[NYTr] Crashing Economy: Bristol-Myers to Cut 10% of Job Force

All the News That Doesn't Fit nytr at blythe-systems.com
Thu Dec 6 04:00:02 EST 2007


The New York Times - Dec 6. 2007
http://www.nytimes.com/2007/12/06/business/05cnd-bristol.html


Bristol-Myers to Cut 10% of Job Force

By STEPHANIE SAUL

Bristol-Myers Squibb announced a major overhaul today that will
eliminate about half of its 27 manufacturing sites worldwide and cut
its work force of 43,000 employees by more than 10 percent, as the
company adjusts to a business model that emphasizes specialty
pharmaceuticals rather than big-market drugs.

In a news release, Bristol-Myers said it would shed its medical imaging
division based in North Billerica, Mass., and was reviewing “strategic
alternatives” for two other large nonpharmaceutical operations.

Those include its baby formula business Mead Johnson Nutritionals,
based in Evansville, Ind., and its ConvaTec products business, based in
Skillman, N.J. ConvaTec specializes in products for wound care and
ostomies — surgical openings in the abdomen to eliminate bodily wastes.

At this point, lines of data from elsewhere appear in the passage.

PR #3296, opened 2021-03-14
LZ4 Compressed files Support

Shivansps:
There is some old commits on this branch that i reverted before starting working on the compressed files.

Thread for context: https://www.hard-light.net/forums/index.php?topic=97436.0

This is to add compressed file support so the files that are inside the vps or in the data folder can be compressed to use less disk space and with HDDs can even improve loading times.


code/cfile/cfilecompression.cpp
```diff
@@ -0,0 +1,219 @@
...
+	auto fSize = fread(&cf->size, 4, 1, cf->fp);
+	auto fBsize = fread(&cf->compression_info.block_size,4, 1, cf->fp);
+
+	#if !defined(NDEBUG)
+	if (cf->compression_info.numOffsets <= 0 || cf->size <= 0 || cf->compression_info.block_size <= 0 || fNumoffsets < 1 || fSize < 1 || fBsize < 1)
+	{
+		//mprintf(("\n(CI) File: %s . Something went wrong reading the setup data, file is possibly in the wrong format.\n", cf->original_filename.c_str(), cf->compression_info.numOffsets, cf->compression_info.block_size));
+		Assertion(cf->compression_info.numOffsets > 0, "Invalid number of offsets, compressed file is possibly in the wrong format.");
+		Assertion(cf->size > 4, "Invalid filesize, compressed file is possibly in the wrong format.");
+		Assertion(cf->compression_info.block_size > 16, "Invalid block size, compressed file is possibly in the wrong format.");
```
ngld, line 139: This looks like `Assertion()`s for `fNumoffsets`, `fSize` and `fBsize` are missing.

code/cfile/cfilecompression.cpp
```diff
@@ -0,0 +1,219 @@
...
+}
+
+void lz41_load_offsets(CFILE* cf)
+{
+	int maxBlocks = (int)cf->size + 8 / cf->compression_info.block_size;
+	cf->compression_info.offsets = (int*)malloc(maxBlocks);
+	int block;
+	int* offsetsPtr = cf->compression_info.offsets;
+
+	fso_fseek(cf, (-4 * (cf->compression_info.numOffsets + 1)) - (sizeof(int)*2), SEEK_END);
```
ngld, line 155: Where does `-4` come from? Shouldn't it be `-sizeof(int)`?

code/cfile/cfilecompression.cpp
```diff
@@ -0,0 +1,219 @@
...
+			int cmpBytes = cf->compression_info.offsets[currentBlock + 1] - cf->compression_info.offsets[currentBlock];
+			auto bytes_read = fread(cmpBuf, cmpBytes, 1, cf->fp);
+			Assertion(bytes_read == 1, "Error reading from compressed file.");
+
+			const int decBytes = LZ4_decompress_safe_continue(lz4StreamDecode, cmpBuf, cf->compression_info.decoderBuffer, cmpBytes, cf->compression_info.block_size);
+			if (decBytes <= 0)
+				return (size_t)LZ41_DECOMPRESSION_ERROR;
+
+			/* Write out the part of the data we care about */
+			size_t blockLength = ((length) < ((decBytes - offset)) ? (length) : ((decBytes - offset)));
```
ngld, line 199: You can strip a few parenthesis here to make the expression easier to read:
`(length < (decBytes - offset) ? length : (decBytes - offset));`

code/cfile/cfilecompression.cpp
```diff
@@ -0,0 +1,219 @@
...
+		{
+			char* cmpBuf = (char*)malloc(LZ4_compressBound(cf->compression_info.block_size));
+			/* The difference in offsets is the size of the block */
+			int cmpBytes = cf->compression_info.offsets[currentBlock + 1] - cf->compression_info.offsets[currentBlock];
+			auto bytes_read = fread(cmpBuf, cmpBytes, 1, cf->fp);
+			Assertion(bytes_read == 1, "Error reading from compressed file.");
+
+			const int decBytes = LZ4_decompress_safe_continue(lz4StreamDecode, cmpBuf, cf->compression_info.decoderBuffer, cmpBytes, cf->compression_info.block_size);
+			if (decBytes <= 0)
+				return (size_t)LZ41_DECOMPRESSION_ERROR;
```
ngld, line 196: You're leaking `cmpBuf` here.

code/cfile/cfilecompression.cpp
```diff
@@ -0,0 +1,219 @@
...
+		fso_fseek(cf, cf->compression_info.offsets[currentBlock], SEEK_SET);
+	
+	offset = offset % cf->compression_info.block_size;
+
+	/* Start decoding */
+	for (; currentBlock < endBlock; ++currentBlock)
+	{
+		if (cf->compression_info.lastDecBlockPos != cf->compression_info.offsets[currentBlock])
+		{
+			char* cmpBuf = (char*)malloc(LZ4_compressBound(cf->compression_info.block_size));
```
ngld, line 188: This looks like the size of `cmpBuf` stays the same for all blocks. If you allocate `cmpBuf` outside the `for()` loop, you can save some overhead when multiple blocks are read.

lib/lz4/CMakeLists.txt
```diff
@@ -0,0 +1,53 @@
...
+
+	IF(FSO_COPY_EXE AND BUILD_SHARED_LIBS)
+		INSTALL(
+			TARGETS lz4
+			RUNTIME DESTINATION ${BINARY_DESTINATION}
+			LIBRARY DESTINATION ${BINARY_DESTINATION}
+			)
+	ENDIF(FSO_COPY_EXE AND BUILD_SHARED_LIBS)
+
+	SET(LZ4_LIBS LZ4 CACHE INTERNAL "lz4 library" FORCE)
```
ngld, line 46: You set `${LZ4_LIBS}` here but don't actually use it anywhere. Either change `TARGET_LINK_LIBRARIES(code PUBLIC lz4)` in `code/CMakeLists.txt` to use this variable or remove this line.

lib/lz4/CMakeLists.txt
```diff
@@ -0,0 +1,53 @@
...
+ELSE(FSO_BUILD_INCLUDED_LIBS OR NOT LZ4_FOUND)
+	INCLUDE(util)
+
+	ADD_IMPORTED_LIB(lz4 ${LZ4_INCLUDE_DIR} ${LZ4_LIBRARIES})
+
+	SET(LZ4_LIBS lz4 CACHE INTERNAL "LZ4 library" FORCE)
```
ngld, line 52: dito

code/cfile/cfilearchive.h
```diff
@@ -23,6 +22,17 @@
...
 
+struct COMPRESSION_INFO {
+	int header = 0;
+	size_t compressed_size = 0;
+	int block_size = 0;
+	int numOffsets = 0;
+	int* offsets = nullptr;
+	char* decoderBuffer = nullptr;
+	int lastDecBlockPos = 0;
+	int lastDecBytes = 0;
```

Analysts have said that the operations of Mead Johnson and ConvaTec
together might bring in an about $13 billion if sold.

Bristol-Myers had said earlier this year that it planned to trim its
operations and work force, but had not released the details.

After its reduction, the drug maker, which has been based in Manhattan
since the 1940s, is expected to maintain a mere toehold in the city.
Although the news release did not address this change, the company is
expected to vacate all but one floor of its headquarters at 345 Park
Avenue, where it occupied 550,000 square feet as recently as 10 years
ago.

The company also announced it was increasing its quarterly dividend for
the first time since 2002, to 31 cents a share from the current 28
cents.

The company did not say exactly where layoffs would occur, but said
1,300 employees at various locations had already been notified. Most of
the jobs are in back-office operations, human resources, information
technology and finance, the company said.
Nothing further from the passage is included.